Tuesday, May 26, 2020

Blog migration to www.allisonchristians.com

To the regular readers of this blog: you are relatively modest in number but have been enormously supportive in substance--thank you! I recently updated my website and I will be posting much more content and commentary there going forward. If you are a subscriber or regular reader of this blog and want to continue following my work, please visit the newly reorganized and updated website.



Sunday, March 8, 2020

Preliminary Analysis of KPMG Transfer Pricing Study for OECD Digital Tax Proposal

A recent KPMG transfer pricing study posits fixed percentages for returns to marketing and distribution activities, a.k.a. Amounts B and C in OECD parlance. The study casts some light on the OECD's design for a new global tax allocation respecting the profits of certain digital economy firms. By extrapolating from Amounts B and C, the KPMG study helps draw a very rough estimate of what Amount A potentially looks like (granularity is impossible because, among other things, how much routine and non routine profit is attributable to factors other than Amounts A, B, and C cannot be determined in the abstract).

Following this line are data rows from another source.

PR #1384, opened 2022-02-08
Remove unused tryfinally builder function

DanielNoord:
## Steps

## Description

This is no longer used I think.

## Type of Changes

## Related Issue

### DIFF
--- a/astroid/rebuilder.py
+++ b/astroid/rebuilder.py
@@ -2168,24 +2168,6 @@ class TreeRebuilder:
             return self.visit_tryexcept(node, parent)
         return None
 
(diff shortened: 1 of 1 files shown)


DanielNoord:
Test on `pylint` passed.

I wonder if this should be deprecated? This method won't be called in Python 3.3+ and is only called (normally) via the automatic visiting process. So I don't expect anybody on any of the supported python versions is actually using this..

cdce8p (approved):
Great catch! It should indeed be safe to remove. Seems like I missed that during my refactoring 🙈 Tbh the whole Try block parsing should be fixed at some point. The separation into `TryExcept` and `TryFinally` nodes doesn't represent the current AST anymore. I'm working on a PR to make that possible (in a backwards compatible manner) at the moment.

PR #1385, opened 2022-02-08
Add typing to the parent attribute of ExceptHandler

DanielNoord:
## Steps

## Description

Inspired by the work of @jacobtylerwalls in https://github.com/PyCQA/pylint/pull/5764.

Is there a good way to make `parent` non-optional? 

## Type of Changes

## Related Issue

### DIFF
--- a/astroid/nodes/node_classes.py
+++ b/astroid/nodes/node_classes.py
@@ -2523,11 +2523,16 @@ class ExceptHandler(mixins.MultiLineBlockMixin, mixins.AssignTypeMixin, Statemen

I've developed a formula (ppt available for download here) from the OECD Secretariat's Unified Approach, applying the fixed routine (10% and 20%) and market share (20%) numbers the OECD used by way of example in its Impact Analysis, and plugging in the KPMG percentages for Amounts B and C.

The KPMG Study provides a starting point to consider how firms are likely to approach Pillar One and how nations are likely to fare under the OECD Secretariat's approach, now endorsed by the Inclusive Framework. Briefly, the study is described as "a fact-based economic analysis using comparables data of the arm’s length returns to sales, marketing and distribution," prepared by KPMG under commission by Microsoft. It looks more like a standard transfer pricing report than an actual economic analysis, and it raises the usual pile of questions about assumptions and definitions but it is a starting point for understanding the scope of possible redistribution under Pillar One. Like the Study and the OECD Impact Analysis, I've made a bunch of simplifying assumptions and would benefit from comments and suggestions.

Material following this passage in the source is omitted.